With growth, any worries about a Great Recession #2 may be discarded.

Second, they didn’t lower their growth forecast

Following on, management maintained its projected 12% rate. So, what happened to slowing growth? Did the reduced rate end on September 30? Was it all due to Japan’s tsunami after all? This forecast is completely contrary to everything we’ve read and heard – and what many of us have internalized. Therefore, if it is a more accurate reading of the economy’s dynamics, then there is likely a dramatic stock market rise coming.

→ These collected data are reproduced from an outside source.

PR #959, opened 2025-02-04
zfs: fix the zfs package

brianmcgillion:
https://github.com/NixOS/nixpkgs/pull/376115 broke all of downstream
that uses zfs. an explicit dependency on a specific version of zfs must
be defined for all uses.

Combined with the flake lock update to make bisect easier.

### DIFF
--- a/flake.lock
+++ b/flake.lock
@@ -2,11 +2,11 @@
   "nodes": {
     "nixpkgs": {
       "locked": {
-        "lastModified": 1737879851,
-        "narHash": "sha256-H+FXIKj//kmFHTTW4DFeOjR7F1z2/3eb2iwN6Me4YZk=",
+        "lastModified": 1738644632,
+        "narHash": "sha256-DyvJjOOGmTSkkEfHq0oWkwtZOgejYIB5S865wmf/qos=",
         "owner": "NixOS",
         "repo": "nixpkgs",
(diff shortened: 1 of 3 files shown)


phaer:
Would you mind adding a sentence or so to the description of this PR?

I don't think it's self-evident what pinning zfs to a version thats older than current nixos-unstable fixes, if so?

brianmcgillion:
> Would you mind adding a sentence or so to the description of this PR?
> 
> I don't think it's self-evident what pinning zfs to a version thats older than current nixos-unstable fixes, if so?

Absolutely. Just testing that it passes the ci and then I will cleanup the PR. sorry you were quick

phaer:
Thanks for the link and zfs 2.3 instead of 2.2!
...but I still don't get it tbh: The nixpkgs PR you've linked should only affect linuxPackages.zfs, while this PR seems to be about pkgs.zfs which seems to remain unchanged by the PR (and evals just fine in a nix repl on latest master as of posting).
Are you sure that this breaks down stream? Is there a public reproducer to check it's not something else?

brianmcgillion:
https://buildbot.thalheim.io/#/builders/89/builds/990

Mic92:
Can you check if https://github.com/nix-community/disko/pull/960 is enough?
Otherwise, please re-open.

PR #960, opened 2025-02-05
fix: use zfs kernel module which corresponds to user-space tools version in make-disk-image.nix

thenhnn:
nixpkgs removed kernelPackages.zfs with following error:
```
error: linuxPackages.zfs has been removed, use zfs_* instead, or linuxPackages.${pkgs.zfs.kernelModuleAttribute}
```

related to #959, but I don't understand the reason to hard-code the version.

### DIFF
--- a/lib/make-disk-image.nix
+++ b/lib/make-disk-image.nix
@@ -27,7 +27,7 @@ let
         ++ cfg.extraRootModules;
       kernel = pkgs.aggregateModules
         (with cfg.kernelPackages; [ kernel ]
-          ++ lib.optional (lib.elem "zfs" cfg.extraRootModules || configSupportsZfs) zfs);
+          ++ lib.optional (lib.elem "zfs" cfg.extraRootModules || configSupportsZfs) cfg.kernelPackages.${config.boot.zfs.package.kernelModuleAttribute});
     }
   // lib.optionalAttrs (diskoLib.vmToolsSupportsCustomQemu lib)
     {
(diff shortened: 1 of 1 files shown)


phaer (approved):
Thanks, LGTM!

(nit: I think we don't really need the with here anymore as it's only used for cfg.kernelPackages.kernel afaict.)

thenhnn:
> Thanks, LGTM!
> 
> (nit: I think we don't really need the with here anymore as it's only used for cfg.kernelPackages.kernel afaict.)

I can do either `cfg.kernelPackages.kernel` or keep with as is and remove `cfg.` in `kernelPackages.${config.boot.zfs...}` invocation, what do you think?

thenhnn:
hm, is `config` always a NixOS system or it can be just attrset with disko?
i see the `config.boot.supportedFilesystems.zfs or false;` part, should I make zfs package default to pkgs.zfs?

phaer:
> I can do either cfg.kernelPackages.kernel or keep with as is and remove cfg. in kernelPackages.${config.boot.zfs...} invocation, what do you think?

I was thinking about the first one, but either way is fine as long as it works. Leaving it as-is is also okay :)

> hm, is config always a NixOS system or it can be just attrset with disko?

Should always be a nixos config, as make-disk-image.nix is a normal nixos module.

thenhnn:
> I was thinking about the first one, but either way is fine as long as it works. Leaving it as-is is also okay :)

I think it's better without 'with', thanks!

Personal note: I am not trying to make a “Dow 40,000!” type of statement. We don’t even know if Alcoa is close to being right. That said, IF they are generally correct, the reality will be so much better than currently expected that there would need to be a large upwards adjustment to match the new, higher valuations. And, as we know, a nice market rise can beget increased interest (and buying). Hence, “dramatic” is an appropriate description.

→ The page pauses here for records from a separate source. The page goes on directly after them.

PR #961, opened 2025-02-08
Addition of granular bcachefs formatting and multi-disk support

ProjectInitiative:
These changes provide advanced usage of bcachefs formatting options. Because bcachefs provides
    a one-stop-shop for wiping, partitioning, formatting and mounting with unique features for
    each step, it has been broken out into it's own type if users wish to go beyond a single
    disk setup.

    examples/bcachefs.nix has been updated to showcase this advanced usage and some of the
    available options.

    Because all three processes take place via the type object, requiring "disks" attribute set
    is not longer a hard requirement if a bcachefs type is provided. A check has been added to
    account for that use case.

I will note that I have not gone through the official testing process called out in the contributing guidelines quite yet. I will looking into this soon, just wanted to get this PR out there for visibility :)

I have tested provisioning a VM with a 3 disk pool with this branch using nixos-anywhere, and also running the disko tool manually on another, already provisioned VM.

### DIFF
--- a/lib/default.nix
+++ b/lib/default.nix
@@ -46,6 +46,7 @@ let
       inherit (diskoLib.types)
         btrfs
         filesystem
+        bcachefs_member
         zfs
         mdraid
         luks
@@ -71,6 +72,7 @@ let
       inherit (diskoLib.types)
         table
         gpt
+        bcachefs_member
         btrfs
         filesystem
         zfs
@@ -92,6 +94,19 @@ let
         default = null;
         description = "The type of device";
       };
+
+    /**
+      Generate a random UUID using uuidgen
+  
+      mkUUID :: AttrSet -> str
+    **/
+    mkUUID =
+      { pkgs
+      , lib ? pkgs.lib
+      }: 
+      lib.removeSuffix "\n" (builtins.readFile (pkgs.runCommand "gen-uuid" {} ''
+        ${pkgs.util-linux}/bin/uuidgen -r > $out
+      ''));
 
     /**
         like lib.recursiveUpdate but supports merging of lists
@@ -612,6 +627,7 @@ let
         devices = {
           inherit (cfg.config)
             disk
+            bcachefs
             mdadm
             zpool
             lvm_vg
@@ -625,6 +641,11 @@ let
             type = lib.types.attrsOf diskoLib.types.disk;
             default = { };
             description = "Block device";
+          };
+          bcachefs = lib.mkOption {
+            type = lib.types.attrsOf diskoLib.types.bcachefs;
+            default = { };
+            description = "bcachefs device";
           };
           mdadm = lib.mkOption {
             type = lib.types.attrsOf diskoLib.types.mdadm;
--- a/lib/types/bcachefs.nix
+++ b/lib/types/bcachefs.nix
@@ -130,8 +130,7 @@
             mkdir -p "${config.mountpoint}"
     
             # Capture both the exit code and output of the mount command
-            output=$(bcachefs mount ${lib.optionalString (config.mountOptions != []) "-o ${lib.concatStringsSep "," config.mountOptions}"} UUID="${config.uuid}" "${config.mountpoint}" 2>&1)
-            exit_code=$?
+            output=$(bcachefs mount ${lib.optionalString (config.mountOptions != []) "-o ${lib.concatStringsSep "," config.mountOptions}"} UUID="${config.uuid}" "${config.mountpoint}" 2>&1 || true)
     
             # Check if the error contains "No such device"
             if echo "$output" | grep -iq "no such device"; then
@@ -141,7 +140,7 @@
             else
                 # Propagate the output and exit code if it's not the expected error
                 echo "$output"
-                exit $exit_code
+                exit 1
             fi
         fi
         '';
--- a/lib/types/bcachefs.nix
+++ b/lib/types/bcachefs.nix
@@ -134,7 +134,7 @@
             exit_code=$?
     
             # Check if the error contains "No such device"
-            if echo "$output" | grep -q "No such device"; then
+            if echo "$output" | grep -iq "no such device"; then
                 echo "Notice: bcachefs mount failed with 'No such device'. This is expected on kernels < 6.13."
                 echo "Current kernel version: $(uname -r)"
                 echo "The mount will succeed when you boot into your final system with a newer kernel."
--- a/lib/types/bcachefs.nix
+++ b/lib/types/bcachefs.nix
@@ -1,0 +1,224 @@
+# lib/types/bcachefs.nix
+{ config, options, lib, diskoLib, ... }:
+{
+  options = {
+    name = lib.mkOption {
+      type = lib.types.str;
+      default = config._module.args.name;
+      description = "Name of the bcachefs pool";
+    };
+
+    type = lib.mkOption {
+      type = lib.types.enum [ "bcachefs" ];
+      default = "bcachefs";
+      internal = true;
+      description = "Type";
+    };
+
+    formatOptions = lib.mkOption {
+      type = lib.types.listOf lib.types.str;
+      default = [];
+      description = "Additional options for bcachefs format";
+    };
+
+    mountpoint = lib.mkOption {
+      type = lib.types.str;
+      description = "Mount point for the bcachefs pool";
+    };
+
+    mountOptions = lib.mkOption {
+      type = lib.types.listOf lib.types.str;
+      default = [ "defaults" ];
+      description = "Options to pass to mount";
+      apply = opts: lib.lists.unique (opts ++ [ "nofail" ]);
+    };
+
+    uuid = lib.mkOption {
+      type = lib.types.strMatching "[[:xdigit:]]{8}-[[:xdigit:]]{4}-[[:xdigit:]]{4}-[[:xdigit:]]{4}-[[:xdigit:]]{12}";
+      default = let 
+        # Generate a deterministic but random-looking UUID based on the pool name
+        # This avoids the need for impure access to nixpkgs at evaluation time
+        hash = builtins.hashString "sha256" "${config.name}";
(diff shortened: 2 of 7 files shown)


ProjectInitiative:
I am planning on re-working this to follow the mdadm and zfs arch with mult-drive support, it is proving to be a good challenge.

ProjectInitiative:
@Lassulus You mentioned wanting to take a look at the current state. This is very rough, but this is what I currently have.

I added in some markers in the individual `_create` scripts (BCACHEFS POSITION and BCACHEFS_MEMBER POSITION) within [bcachefs.nix](https://github.com/nix-community/disko/pull/961/files#diff-4be10413c7c371db617e028a1d48b0d64721a7710be56e0301a572c61aecc0cdR49) and [bcachefs_member.nix](https://github.com/nix-community/disko/pull/961/files#diff-73fbd1bc731ec534a7524115a810411fe194e9e527df94da1ef134f042d6209eR73) to track the order in which they get collated. When I load it into repl and look at the top level  `_create` function, I see them out of order (member should come first). I am running into an order of ops issue (I think) where I am not properly tracking that disks tagged with `bcachefs_member` need to be processed first.

```nix
 nixosConfigurations.testmachine.config.disko.devices._create
"set -efux\n\ndisko_devices_dir=$(mktemp -d)\ntrap 'rm -rf \"$disko_devices_dir\"' EXIT\nmkdir -p \"$disko_devices_dir\"\n\n( # bcachefs pool1   /mnt/pool #\n  declare -a formatOptions=('--compression=zstd')\n  declare -a mountOptions=(verbose degraded)\n  mountpoint=/mnt/pool\n  name=pool1\n  type=bcachefs\n  echo \"Creating bcachefs device: $device\" >&2\n  \n  echo BCACHEFS POSITION\n
...
...
...
```

Curious your thoughts. Thanks

lib/types/bcachefs.nix
```diff
@@ -0,0 +1,223 @@
...
+            if [ "$format_success" = "false" ]; then
+              echo "Failed to format bcachefs filesystem after $max_attempts attempts"
+              exit 1
+            fi
+
+            udevadm trigger --subsystem-match=block
+            udevadm settle
+          fi
+
+          ${lib.optionalString (config.content != null) config.content._create}
```
Lassulus, line 120: not sure if this makes sense? I don't think we can have other filesystems on top of bcachefs?

ProjectInitiative: I think `${lib.optionalString (config.content != null) config.content._create}` is a leftover artifact from the example I modeled this from, but you are correct, we cannot have any other filesystems on top of bcachefs. I'll remove this if this ever becomes viable.

lib/types/bcachefs.nix
```diff
@@ -0,0 +1,223 @@
...
+    
+            # Capture both the exit code and output of the mount command
+            output=$(bcachefs mount ${lib.optionalString (config.mountOptions != []) "-o ${lib.concatStringsSep "," config.mountOptions}"} UUID="${config.uuid}" "${config.mountpoint}" 2>&1 || true)
+    
+            # Check if the error contains "No such device"
+            if echo "$output" | grep -iq "no such device"; then
+                echo "Notice: bcachefs mount failed with 'No such device'. This is expected on kernels < 6.13."
+                echo "Current kernel version: $(uname -r)"
+                echo "The mount will succeed when you boot into your final system with a newer kernel."
+            else
```
Lassulus, line 140: wouldn't it be better to fail here instead of silently skipping? since we will end up with a wrong mounted filesystems afterwards

lib/default.nix
```diff
@@ -93,6 +95,19 @@ let
...
+      mkUUID :: AttrSet -> str
+    **/
+    mkUUID =
+      { pkgs
+      , lib ? pkgs.lib
+      }: 
+      lib.removeSuffix "\n" (builtins.readFile (pkgs.runCommand "gen-uuid" {} ''
+        ${pkgs.util-linux}/bin/uuidgen -r > $out
+      ''));
+
```
Lassulus, line 110: I guess this code is not needed?

lib/types/bcachefs.nix
ProjectInitiative: Yes, that is the downfall of the current implementation. I wrote a little more in the comments of this PR. It is essentially dead, because of some weird upstream bugs in bcachefs and systemd that prevent multi-disk UUIDs from mounting on boot, so does and will fail in almost every test I have completed using the disko testing framework. I worked around this by ignoring this error during provisioning and adding a custom systemd mount on my servers. This issue makes this PR DOA for the time being :(

lib/types/gpt.nix
```diff
@@ -103,17 +103,29 @@ in
...
-                type = lib.types.nullOr (
-                  lib.types.strMatching "[[:xdigit:]]{8}-[[:xdigit:]]{4}-[[:xdigit:]]{4}-[[:xdigit:]]{4}-[[:xdigit:]]{12}"
-                );
-                default = null;
-                defaultText = "`null` - generate a UUID when creating the partition";
-                example = "809b3a2b-828a-4730-95e1-75b6343e415a";
-                description = ''
-                  The UUID (also known as GUID) of the partition. Note that this is distinct from the UUID of the filesystem.
+                type = lib.types.nullOr (lib.types.strMatching "[[:xdigit:]]{8}-[[:xdigit:]]{4}-[[:xdigit:]]{4}-[[:xdigit:]]{4}-[[:xdigit:]]{12}");
+                default = let
```
Lassulus, line 107: why do we need to change the default?

lib/default.nix
ProjectInitiative: I guess not if I would be changing the default behavior to just hash the name. Good catch

lib/types/gpt.nix
ProjectInitiative: Consistency reasons. Bcachefs does not support mount by label, and managing a multi-disk string such as `/dev/sda1:/dev/sdX...` between steps seemed unmaintainable. Hashing the old determining factor such as the partition names into a deterministic, pre-defined UUID allows bcachefs to set the UUID before formatting. Otherwise if a user left it blank, there would be no easy way to determine which devices are maintained across reboots. Unlike zpool or mdadm which create `/dev/devices` predictably, bcachefs does provide that functionality

lib/types/bcachefs.nix
```diff
@@ -0,0 +1,223 @@
...
+          systemd.services."mount-${lib.escapeSystemdPath config.mountpoint}".serviceConfig.Environment = "BCACHEFS_BLOCK_SCAN=1";
+          systemd.services."unlock-bcachefs-${lib.escapeSystemdPath config.mountpoint}".serviceConfig.Environment = "BCACHEFS_BLOCK_SCAN=1";
+    
+##############################################################################
+# WORKAROUND: Until the following can be addressed. This means using
+# multi-disk bcachefs as a boot/root partition is not possible in its current
+# form with disko
+# https://github.com/koverstreet/bcachefs-tools/issues/308
+# https://github.com/systemd/systemd/issues/8234#issuecomment-1868238750
+##############################################################################
```
Silverdev2482, line 193: NixOS has some special work around for this, though I am not sure what exactly it is. I do have a working multi-device bcachefs rootfs server that has been running for months, though currently I am struggling to get a working bootloader on an arch install for a friend.

ProjectInitiative: If you are able to point me to that work around please post it here. I also worked around this by having an external systemd mount for my non-root pools with a no-fail attribute and retry counter. However due to this weird boot-dependency issue this PR is blocked as it can't pass the VM tests which test root and reboots.

Silverdev2482: I'll try to figure out what it is, probably something with the initramfs, though I don't know much about thoses, but it probably will help with the Arch Install. My config is here: https://github.com/Silverdev2482/Router-Server bcachefs systems just works out of the box, I also can get you any other info about that server, though I am currently on my phone.

Silverdev2482: Well I got it working on the arch install with systemd-boot, I still get some mounting errors on boot, but they appear to be mostly ignorable, besides the delay waiting for it to pass. I think what did it was removing fsck from some config file for the initramfs.

Silverdev2482: I'm not too good with VMs, but I could learn, what VM tests are failing? maybe if I try to get the VM's to boot I could understand why it doesn't work. Though I'm not familiar with disko, just manual formatting, but I would like to help.

ProjectInitiative: One of the problems is found [here](https://github.com/nix-community/disko/pull/961/files#r1992265462)
When disko does it's provisioning script, it tries to mount the FS to verify it works. However the kernel used in the testing VM is not the most up-to-date (This would also fail for nixos-anywhere provisioning if it doesn't have the most up-to-date kernel either). For the bcachefs to be mounted by UUID, I believe kernel 6.13 or newer is required. Otherwise it just fails with "no device found". The other test that fails is when the VM does reboot, it isn't mounted via the systemd mount due to the issues linked at the top of this PR. Systemd is not handling multi-disk FS mounting very well at the moment. 

In theory, we could skip these tests, but I am opposed because it would require users to explicitly provide their own post boot mounting strategy, and that is not maintainable, reproducible or easily debuggable. Furthermore, it means a multi-disk setup can't be used as a boot FS (at least at this present time)

See the [testing guide](https://github.com/nix-community/disko/blob/master/docs/testing.md) for more on how the disko test VM works. It is derived from a Nixos [testing framework](https://nixos.org/manual/nixos/stable/#sec-running-nixos-tests-interactively)

Silverdev2482: I seem to be a bit in over my head, but I haven't given up hope, Right now I'm just trying to spin up the VM, and then I will try to set up a multi device root VM.

nothingnesses:
This is superseded by #1013 and can probably be closed.

ProjectInitiative:
Awesome work, thanks for picking this up!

Is Alcoa’s management overoptimistic?

Alcoa’s surprising growth outlook appears rational and reasonable. It’s not created from management’s hopes but from the company’s “inside” information. Alcoa gains insight into the economy’s dynamics from working with a broad spectrum of large industrial companies. Its understanding and foresight can be significantly better than any economist studying past statistics.

The company is in a competitive, global industry (currently with excess capacity) that is buffeted by generally uncontrollable costs and prices. It doesn’t have the luxury of being unrealistic. (To get a sense of Alcoa’s management quality, check out the 2010 annual report. It describes the recession measures management took to ensure the company’s long-term survival and success.)

It’s also hard to believe that 123-year-old Alcoa has suddenly put on rose-colored glasses. With an executive team composed of 50+ year-olds and the board having two (!) 76-year-old senior advisers, management must answer to history.

Does the market see the same favorable picture?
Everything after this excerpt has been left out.